Collected data:
+ + + +
PR #164, opened 2018-08-01
Fix excludes prefix matching

amckinney:
Previously, the `excludes` setting had the following comment:
```
These are prefixes, not regexes, so path/to/a will ignore anything
beginning with $(dirname some/dir/prototool.yaml)/path/to/a
including for example $(dirname some/dir/prototool.yaml)/path/to/ab
```
This fixes the prefix behavior so that we can exclude `./path/to/a/` without excluding `./path/to/ab`.

Note that this also makes a small cleanup with respect to the `NoDefaultExcludes` setting. Many of the configuration settings are left in the implementation so that they can be easily introduced later (if need be). I think it's safe to remove this particular setting though.

Default exclusions can vary from language to language, there likely won't ever be a need such a setting. Additionally, re-introducing something like this would be simple even without a reference in the implementation. I don't expect any conflict in this regard, so I included that change here since it pertains to the `excludes` setting. Please let me know if you disagree!

### DIFF
--- a/CHANGELOG.md
+++ b/CHANGELOG.md
@@ -14,6 +14,7 @@ and this project adheres to [Semantic Versioning](http://semver.org/spec/v2.0.0.
 - Delete `gen.go_options.no_default_modifiers` setting.
 - Delete `lint.group` setting.
 - Rename `create.dir_to_base_package` -> `create.dir_to_package`.
+### Fixed
 - Fix `excludes` setting to correctly match file path prefixes.
 
 
--- a/CHANGELOG.md
+++ b/CHANGELOG.md
@@ -14,6 +14,7 @@ and this project adheres to [Semantic Versioning](http://semver.org/spec/v2.0.0.
 - Delete `gen.go_options.no_default_modifiers` setting.
 - Delete `lint.group` setting.
 - Rename `create.dir_to_base_package` -> `create.dir_to_package`.
+- Fix `excludes` setting to correctly match file path prefixes.
 
 
 ## [0.5.0] - 2018-07-26
--- a/internal/file/proto_set_provider.go
+++ b/internal/file/proto_set_provider.go
@@ -293,7 +293,7 @@ func getProtoFiles(filePaths []string) ([]*ProtoFile, error) {
 // isExcluded determines whether the given filePath should be excluded.
 // Note that all excludes are assumed to be cleaned absolute paths at
 // this point.
-// stopPath represnts the absolute path to the prototool configuration.
+// stopPath represents the absolute path to the prototool configuration.
 // This is used to determine when we should stop checking for excludes.
 func isExcluded(filePath, stopPath string, excludes map[string]struct{}) bool {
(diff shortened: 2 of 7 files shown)


CHANGELOG.md
```diff
@@ -14,6 +14,7 @@ and this project adheres to [Semantic Versioning](http://semver.org/spec/v2.0.0.
 - Delete `gen.go_options.no_default_modifiers` setting.
 - Delete `lint.group` setting.
 - Rename `create.dir_to_base_package` -> `create.dir_to_package`.
+- Fix `excludes` setting to correctly match file path prefixes.
```
AlexAPB: under `### Fixed` header?

internal/settings/settings.go
```diff
@@ -259,7 +259,6 @@ type OutputPath struct {
 // It is meant to be set by a YAML or JSON config file, or flags.
 type ExternalConfig struct {
 	Excludes           []string `json:"excludes,omitempty" yaml:"excludes,omitempty"`
-	NoDefaultExcludes  bool     `json:"no_default_excludes,omitempty" yaml:"no_default_excludes,omitempty"`
```
AlexAPB: this should get a changelog entry

internal/file/proto_set_provider.go
```diff
@@ -298,3 +289,32 @@ func getProtoFiles(filePaths []string) ([]*ProtoFile, error) {
 	}
 	return protoFiles, nil
 }
+
+// isExcluded determines whether the given filePath should be excluded.
+// Note that all excludes are assumed to be cleaned absolute paths at
+// this point.
+// stopPath represnts the absolute path to the prototool configuration.
```
AlexAPB: nit: `represents`

internal/settings/config_provider.go
```diff
@@ -264,30 +264,22 @@ func externalConfigToConfig(e ExternalConfig, dirPath string) (Config, error) {
...
 	if err := yaml.Unmarshal(data, &s); err != nil {
 		return nil, err
 	}
-	return getExcludePrefixes(s.ExcludePaths, s.NoDefaultExcludePaths, dirPath)
+	return getExcludePrefixes(s.ExcludePaths, dirPath)
 }
 
-func getExcludePrefixes(excludes []string, noDefaultExcludes bool, dirPath string) ([]string, error) {
-	if !noDefaultExcludes {
-		excludes = append(DefaultExcludePrefixes, excludes...)
```
AlexAPB: Looks like we're removing `DefaultExcludePrefixes` entirely let's remove it's declaration from [here](https://sourcegraph.com/github.com/uber/prototool@50b7e7e874bde45db3da837f087cc7ba205434ec/-/blob/internal/settings/settings.go#L49:2).

I can't really see us re-introducing this, plus it's a minimal change if we want to add it back.

internal/settings/settings.go
peter-edge: It already has one https://github.com/uber/prototool/blob/dev/CHANGELOG.md

PR #165, opened 2018-08-02
Move plugin override to plugin path

amckinney:
This removes `gen.plugin_overrides` and adds the `gen.plugins.path` setting in its place. Note that this is functionally equivalent.

I verified this locally and continued to see the expected `--plugin=...` flag in the `--dry-run` output.


amckinney:
Seeing as this was a fairly lightweight change, I relied on some local testing (as mentioned in the description) along with exception-driven testing.

PR #169, opened 2018-08-03
Update Lint configuration

amckinney:
Linters are currently configured in the following way:

```
# Lint directives.
lint:
  # Linter * files to ignore.
  ignore_id_to_files:
    ...
  # The specific linters to use.
  ids:
    ...
  # Linters to include that are not in the default lint group.
  include_ids:
    ...
  # Linters to exclude from the default lint group.
  exclude_ids:
    ...
```

This proposes the following change:
```
# Lint directives.
lint:
  # Linter files to ignore.
  ignores:
    - id: <id>
      files:
        ...
    - id: <id>
      files:
        ...

# Linter rules.
  rules:
  # Determines whether or not to include the default set of linters.
  no_default: true
  # The specific linters to add.
  add:
    ...
  # The specific linters to remove.
  remove:
    ...
```


internal/lint/lint.go
```diff
@@ -171,58 +171,42 @@ func NewLinter(id string, purpose string, addCheck func(func(*text.Failure), str
 
 // GetLinters returns the Linters for the LintConfig.
 //
-// The config is expected to be valid, ie slices deduped, all upper-case,
-// and only either IDs or Group/IncludeIDs/ExcludeIDs, with no overlap between
-// IncludeIDs and ExcludeIDs.
+// The configuration is expected to be valid, deduplicated, and all upper-case.
+// IncludeIDs and ExcludeIDs MUST NOT have an intersection.
```
AlexAPB: optional: We could add a validation step to ensure that `IncludeIDs` and `ExcludeIDs` are mutually exclusive and return an error. This would prevent users from relying on undefined behaviour.

amckinney: We actually already have this in place. You can see it in the current master here: https://github.com/uber/prototool/blob/dev/internal/settings/config_provider.go#L260

PR #170, opened 2018-08-03
Replace `format --no-rewrite` with `format --fix`

amckinney:
This puts us in a better position with respect to backwards-compatibility / expected usability. By removing the default "rewrite package options" behavior from `format`, users will now opt-in to fixing their `.proto` files with respect to a variety of conditions (potentially introduced at a later time). By default, `format` will only concern itself with syntax, not semantics.

Currently, the `--fix` flag takes on the behavior of the previous `format` without any flags.


README.md
```diff
@@ -139,15 +139,10 @@ Lint your Protobuf files. The default rule set follows the Style Guide at [etc/s
 Format a Protobuf file and print the formatted file to stdout. There are flags to perform different actions:
 
 - `-d` Write a diff instead.
+- `-f` Fix the file according to the Style Guide.
 - `-l` Write a lint error in the form file:line:column:message if a file is unformatted.
 - `-w` Overwrite the existing file instead.
 
-By default, the values for `java_multiple_files`, `java_outer_classname`, and `java_package` are updated
```
peter-edge: I would keep this whole block as an explanation for what fix currently does - HTTP GET the contents of the README doesn’t have to produce backwards compatible output lol

PR #193, opened 2018-08-16
WIP/Demo Only: Protoc Alpine issue

peter-edge:
See #194.


peter-edge:
Update: if I install `libc6-compat`, it works. We've verified that `protoc` is not statically linked.

```
RUN \
  apk update && \
  apk add libc6-compat && \
  rm -rf /var/cache/apk/*
```

PR #195, opened 2018-08-18
Add output flag to version subcommand

mickeyreiss:
I was writing a makefile that wraps up prototool, and realized it would be useful if I could programmatically check the version of prototool. To do this, I implemented the `--json` flag on the `version` subcommand:

```sh
# Default: Tab Format (no change here, backwards compatible)
$ prototool version
Version:                 1.0.0-dev
Default protoc version:  3.6.1
Go version:              go1.10.3
OS/Arch:                 darwin/amd64

# JSON
$ prototool version --json
{
  "version": "1.0.0-dev",
  "default_protoc_version": "3.6.1",
  "go_version": "go1.10.3",
  "git_commit": "",
  "built_timestamp": "",
  "GOOS": "darwin",
  "GOARCH": "amd64"
}
```

### DIFF
--- a/internal/cmd/flags.go
+++ b/internal/cmd/flags.go
@@ -43,6 +43,7 @@ type flags struct {
 	listLinters    bool
 	lintMode       bool
 	method         string
+	outputFormat   string
 	overwrite      bool
 	pkg            string
 	printFields    string
@@ -117,6 +118,10 @@ func (f *flags) bindListLinters(flagSet *pflag.FlagSet) {
 
 func (f *flags) bindMethod(flagSet *pflag.FlagSet) {
 	flagSet.StringVar(&f.method, "method", "", "The GRPC method to call in the form package.Service/Method. This is required.")
+}
+
+func (f *flags) bindOutput(flagSet *pflag.FlagSet) {
+	flagSet.StringVarP(&f.outputFormat, "output", "", "", "Output format: JSON or Tabs")
 }
 
 func (f *flags) bindOverwrite(flagSet *pflag.FlagSet) {
--- a/internal/cmd/flags.go
+++ b/internal/cmd/flags.go
@@ -43,7 +43,6 @@ type flags struct {
 	listLinters    bool
 	lintMode       bool
 	method         string
-	outputFormat   string
 	overwrite      bool
 	pkg            string
 	printFields    string
@@ -118,10 +117,6 @@ func (f *flags) bindListLinters(flagSet *pflag.FlagSet) {
 
 func (f *flags) bindMethod(flagSet *pflag.FlagSet) {
 	flagSet.StringVar(&f.method, "method", "", "The GRPC method to call in the form package.Service/Method. This is required.")
-}
-
-func (f *flags) bindOutput(flagSet *pflag.FlagSet) {
-	flagSet.StringVarP(&f.outputFormat, "output", "", "", "Output format: JSON or Tabs")
 }
 
 func (f *flags) bindOverwrite(flagSet *pflag.FlagSet) {
--- a/internal/exec/exec.go
+++ b/internal/exec/exec.go
@@ -47,7 +47,7 @@ func (e *ExitError) Error() string {
 type Runner interface {
 	Init(args []string, uncomment bool) error
 	Create(args []string, pkg string) error
-	Version(output string) error
+	Version() error
 	Download() error
 	Clean() error
 	Files(args []string) error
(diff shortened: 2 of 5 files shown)


internal/cmd/flags.go
```diff
@@ -114,6 +115,10 @@ func (f *flags) bindMethod(flagSet *pflag.FlagSet) {
 	flagSet.StringVar(&f.method, "method", "", "The GRPC method to call in the form package.Service/Method. This is required.")
 }
 
+func (f *flags) bindOutput(flagSet *pflag.FlagSet) {
+	flagSet.StringVarP(&f.outputFormat, "output", "", "", "Output format: JSON or Tabs")
```
peter-edge: If we're doing to do this, this should be `--json` or similar, or explicitly say what the values are here.

mickeyreiss: Sure, let me know what API(s) you'd prefer, and I'd be happy to make the change. I don't know, for example, whether prototool intends to implement output formats as a general feature in the future.

amckinney: Hey @mickeyreiss, thanks for this! Please use a `--json` flag similar to https://github.com/uber/prototool/pull/212. 

Otherwise, this approach looks good!

mickeyreiss:
@peter-edge I've pushed a quick set of changes to merge `uber:dev` and use the same `--json` flag as the one introduced in #212.

internal/cmd/flags.go
mickeyreiss: This should be addressed by a5b04fb and 9d809df.

internal/exec/runner.go
```diff
@@ -90,31 +90,58 @@ func newRunner(workDirPath string, input io.Reader, output io.Writer, options ..
...
-	if vars.GitCommit != "" {
-		if _, err := fmt.Fprintf(tabWriter, "Git commit:\t%s\n", vars.GitCommit); err != nil {
+func (r *runner) Version(json bool) error {
+	out := &struct {
+		Version              string `json:"version"`
+		DefaultProtocVersion string `json:"default_protoc_version"`
+		GoVersion            string `json:"go_version"`
+		GitCommit            string `json:"git_commit"`
+		BuiltTimestamp       string `json:"built_timestamp"`
+		GOOS                 string `json:"GOOS"`
```
peter-edge: Lowercase json tags

peter-edge: Also add omitempty to all tags

internal/exec/exec.go
```diff
@@ -47,7 +47,7 @@ func (e *ExitError) Error() string {
 type Runner interface {
 	Init(args []string, uncomment bool) error
 	Create(args []string, pkg string) error
-	Version() error
+	Version(output string) error
```
peter-edge: json bool

internal/exec/runner.go
```diff
@@ -90,31 +90,58 @@ func newRunner(workDirPath string, input io.Reader, output io.Writer, options ..
...
-	if _, err := fmt.Fprintf(tabWriter, "Default protoc version:\t%s\n", vars.DefaultProtocVersion); err != nil {
-		return err
-	}
-	if _, err := fmt.Fprintf(tabWriter, "Go version:\t%s\n", runtime.Version()); err != nil {
-		return err
-	}
-	if vars.GitCommit != "" {
-		if _, err := fmt.Fprintf(tabWriter, "Git commit:\t%s\n", vars.GitCommit); err != nil {
+func (r *runner) Version(json bool) error {
+	out := &struct {
```
peter-edge: No need to be a pointer, just do struct

internal/exec/runner.go
```diff
@@ -90,31 +90,58 @@ func newRunner(workDirPath string, input io.Reader, output io.Writer, options ..
...
+		GoVersion:            runtime.Version(),
+		GitCommit:            vars.GitCommit,
+		BuiltTimestamp:       vars.BuiltTimestamp,
+		GOOS:                 runtime.GOOS,
+		GOARCH:               runtime.GOARCH,
+	}
+
+	if json {
+		enc := json.NewEncoder(r.output)
+		enc.SetIndent("", "  ")
```
peter-edge: Why not just use MarshalIndent and runner.println?

peter-edge: @amckinney can’t remember what you did, but we should be consistent (and I think MarshalIndent would be the best across all json calls)

internal/exec/runner.go
mickeyreiss: Done in 7668c8e6169c8b758e77784caedeff222c45fca1

internal/exec/runner.go
mickeyreiss: I did this because it seemed like the simpler way to marshal to an `io.Writer` (`runner.output`).

peter-edge:
I edited the PR for @mickeyreiss - he's been extremely patient with this, and we appreciate it. Merging now.

PR #198, opened 2018-08-21
Add go1.11rc1 to .travis.yml

peter-edge:


peter-edge:
We might want to. This was to check to make sure everything still is building properly, but up to you and @amckinney whether to merge this.

PR #4, opened 2017-05-11
Added Behavioural Tests for Selected End Points - Message Put

MIslam92:


tests/behavioural/features/steps/message_put.py
```diff
@@ -339,11 +341,10 @@ def step_impl(context):
 
 
 @then("the status of that message changes to 'read'")
-def step_impl(context,step):
+def step_impl(context):
     response_get = app.test_client().get("http://localhost:5050/message/{0}".format(context.msg_id), headers=headers)
     data_get = json.loads(response_get.data)
     nose.tools.assert_true("ARCHIVE" not in data_get['labels'])
-    return step.error_message
```
AndrewTorrance: `not clear what archive is doing here ?

tests/behavioural/features/steps/message_put.py
```diff
@@ -373,14 +375,31 @@ def step_impl(context):
 def step_impl(context):
     headers['user_urn'] = 'respondent.123'
     data['urn_from'] = headers['user_urn']
-    response = app.test_client().post("http://localhost:5050/draft/save", data=json.dumps(data), headers=headers)
+    response = app.test_client().post("http://localhost:5050/draft/save",
+                                      data=json.dumps(data), headers=headers)
     post_resp = json.loads(response.data)
     context.msg_id = post_resp['msg_id']
```
AndrewTorrance: This only checks the message id , not if any of the data has changed as expected ?

tests/behavioural/features/message_get.feature
```diff
@@ -41,3 +41,9 @@ Feature: Message get by ID Endpoint
     Given an external user has created and saved a draft message
     When the external user navigates to draft messages and opens the draft message
     Then the draft message should be displayed
+
+  @ignore
+  Scenario: As a user when I send a invalid message with bad syntax
+    Given a user is sending a message
```
AndrewTorrance: The scenario should describe the test , there should be a piece on the end of the Scenario saying what happens

AndrewTorrance: Also we should have a test for each specific bad parameter . SO it should be one test per field in error . There is a good example of doing this with parameters in messages_get on master

tests/behavioural/features/steps/message_put.py
```diff
@@ -339,11 +341,10 @@ def step_impl(context):
 
 
 @then("the status of that message changes to 'read'")
-def step_impl(context,step):
+def step_impl(context):
     response_get = app.test_client().get("http://localhost:5050/message/{0}".format(context.msg_id), headers=headers)
     data_get = json.loads(response_get.data)
     nose.tools.assert_true("ARCHIVE" not in data_get['labels'])
-    return step.error_message
```
AndrewTorrance: Not sure why archive here ?

PR #7, opened 2017-05-15
Ts 174 restructure unit tests

MIslam92:


tests/app/test_authenticator.py
```diff
@@ -64,3 +64,31 @@ def test_authentication_jwt_not_encrypted_fail(self):
 
         with self.assertRaises(BadRequest):
             check_jwt(encode(data))
+
+    def test_authenticate_pass(self):
+        """Authenticate request using authenticate function and with correct header data"""
```
AndrewTorrance: test names should be more explicit not just pass or fail

PR #8, opened 2017-05-18
Ts 167 draft edit checks

tej99:


app/resources/drafts.py
```diff
@@ -82,6 +82,13 @@ def put(self, draft_id):
         is_draft = self.check_valid_draft(draft_id)
         if is_draft is False:
             raise (BadRequest(description="Draft put requires valid draft"))
+
+        not_modified = self.etag_check(request.headers, is_draft[1])
+        if not_modified == False:
+            res = Response(response="Draft has been modified since last check", status=409,
+                           mimetype="text/html")
```
AndrewTorrance: check ? Surely it should be 'Draft has been modified since it was last read' not check

app/resources/drafts.py
```diff
@@ -101,22 +102,24 @@ def put(self, draft_id):
             return resp
 
     @staticmethod
-    def check_valid_draft(draft_id):
+    def check_valid_draft(draft_id, user_urn):
         """Check msg_id is that of a valid draft"""
```
AndrewTorrance: This is no longer just checking , its also getting so the function name and the code string are not correct . The name should reflect the function .  Maybe a get_draft and a separate is_valid_draft passing it the result of check draft ? . Or even a combined function with a better name ?

tests/behavioural/features/message_post.feature
```diff
@@ -55,6 +55,7 @@ Feature: Message Send Endpoint
     When the message is sent
     Then a 400 error status is returned
 
-
-
-
+  Scenario: When a message with the label of "Draft" is sent and another user is trying to send the same message return a 409
```
AndrewTorrance: We also need a test so that the etag is NOT checked in this same scenario if the POST is done without an etag

tests/behavioural/features/steps/message_post.py
```diff
@@ -141,6 +142,55 @@ def step_impl(context):
...
+@given('a draft message is posted')
+def step_impl(context):
+    if 'msg_id' in data:
+        del data['msg_id']
+
+    context.post_draft = app.test_client().post("http://localhost:5050/draft/save", data=json.dumps(data),
+                                                headers=headers)
+    #get etag from response using context
+    context.etag =  json.loads(context.post_draft.data)
+    headers['Etag'] = context.etag
```
AndrewTorrance: I dont think this is a valid Etag ? Shouldnt there be a function call / something that hashes the data ?

PR #12, opened 2017-05-30
D 133/get draft and drafts not returning urn to

tej99:


tests/app/test_app.py
```diff
@@ -132,8 +132,9 @@ def test_missing_thread_id_does_not_cause_exception(self):
         """posts to message send end point without 'thread_id'"""
         url = "http://localhost:5050/message/send"
 
-        test_message = {'urn_to': 'richard',
-                        'urn_from': 'torrance',
+        now = datetime.now(timezone.utc)
```
gemmai95: This lines seems to fail one of the checks. If you have a look at that it should be fine.

PR #50, opened 2017-07-06
Changed setting file to point to RAS Gov.uk notify and update template

emilioward:

Trello Card - [https://trello.com/c/4DKHDMGD](https://trello.com/c/4DKHDMGD)

Updated the settings.py file to point to the RAS gov.uk notify account and updated the template according to the trello card. 

**How to review**

Send a message and check that the email gets sent to my inbox (Not sure if we have to change that to a RAS email account but for testing left as is)


AndrewTorrance:
Has this been demo'd to Louise ?

emilioward:
Demo'd to louise and she seems very happy with the email

emilioward:
Updated confluence page with details - https://digitaleq.atlassian.net/wiki/display/RASB/Developer+set+up+for+GOV+Notify+Email+Notifications

You can easily add as many templates to a service and have multiple templates for any combination of emails/ SMS depending on your needs. All you need to do is grab the API details from the newly created template from Gov.UK Notify and plug those into the appropriate ENV within settings.py file (Service ID, API ID and modify the Template ID).

PR #67, opened 2017-07-31
Initial push new info end point - values hardcoded

AndrewTorrance:

https://trello.com/c/3irefzH7

Added new get info end point that currently returns constant JSON. The next stage will be to read this information externally 

**How to review**

### DIFF
--- a/app/application.py
+++ b/app/application.py
@@ -7,6 +7,7 @@ from app import settings
 from app.exception.exceptions import MessageSaveException
 from app.repository import database
 from app.resources.health import Health, DatabaseHealth, HealthDetails
+from app.resources.info import Info
 from app.resources.messages import MessageList, MessageSend, MessageById, MessageModifyById
 from app.authentication.authenticator import authenticate
 from app.resources.drafts import DraftSave, DraftById, DraftModifyById, DraftList
@@ -40,6 +41,7 @@ with app.app_context():
 api.add_resource(Health, '/health')
 api.add_resource(DatabaseHealth, '/health/db')
 api.add_resource(HealthDetails, '/health/details')
+api.add_resource(Info, '/info')
 api.add_resource(MessageList, '/messages')
 api.add_resource(MessageSend, '/message/send')
 api.add_resource(MessageById, '/message/<message_id>')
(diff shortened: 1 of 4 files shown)


app/application.py
```diff
@@ -54,14 +56,21 @@ def drop_database():
...
-    if request.endpoint is not None and 'health' not in request.endpoint and request.method != 'OPTIONS':
+    if _request_requires_authentication(request):
         log_request()
         res = authenticate(request.headers)
         if res != {'status': "ok"}:
             logger.debug("Failed to authenticate user")
             return res
 
 
+def _request_requires_authentication(req):
```
dcdarrell9: What is this 'req'? Wouldn't it be better to have the full name.

app/application.py
```diff
@@ -54,14 +56,21 @@ def drop_database():
 
 @app.before_request
 def before_request():
-    if request.endpoint is not None and 'health' not in request.endpoint and request.method != 'OPTIONS':
+    if _request_requires_authentication(request):
         log_request()
         res = authenticate(request.headers)
         if res != {'status': "ok"}:
             logger.debug("Failed to authenticate user")
             return res
```
dcdarrell9: Same with the 'res' as 'req'.

app/resources/info.py
```diff
@@ -0,0 +1,21 @@
...
+    """Rest endpoint to provide application information"""
+
+    @staticmethod
+    def get():
+        details = {'name': 'secure_message',
+                   'version': '0.0.1',
+                   'commit': 'not specified',
+                   'branch': 'not specified',
+                   'built': '01-01-1900 00:00:00.000'}
+
```
dcdarrell9: Does 'origin' need to be included?

app/application.py
AndrewTorrance: No because request is a global. Any use of the name request will mask the global . So the temptation is to not pass it and rely on the global . However if you do that then the function becomes difficult and messy to test . Perhaps a different name

app/resources/info.py
AndrewTorrance: Thanks , I missed that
+ + + +
WORK INSTRUCTION
Go through the entries above and report every line in which the word "left" appears.

RESULT OF THIS EXERCISE
Note that this also makes a small cleanup with respect to the `NoDefaultExcludes` setting. Many of the configuration settings are left in the implementation so that they can be easily introduced later (if need be). I think it's safe to remove this particular setting though.
Send a message and check that the email gets sent to my inbox (Not sure if we have to change that to a RAS email account but for testing left as is)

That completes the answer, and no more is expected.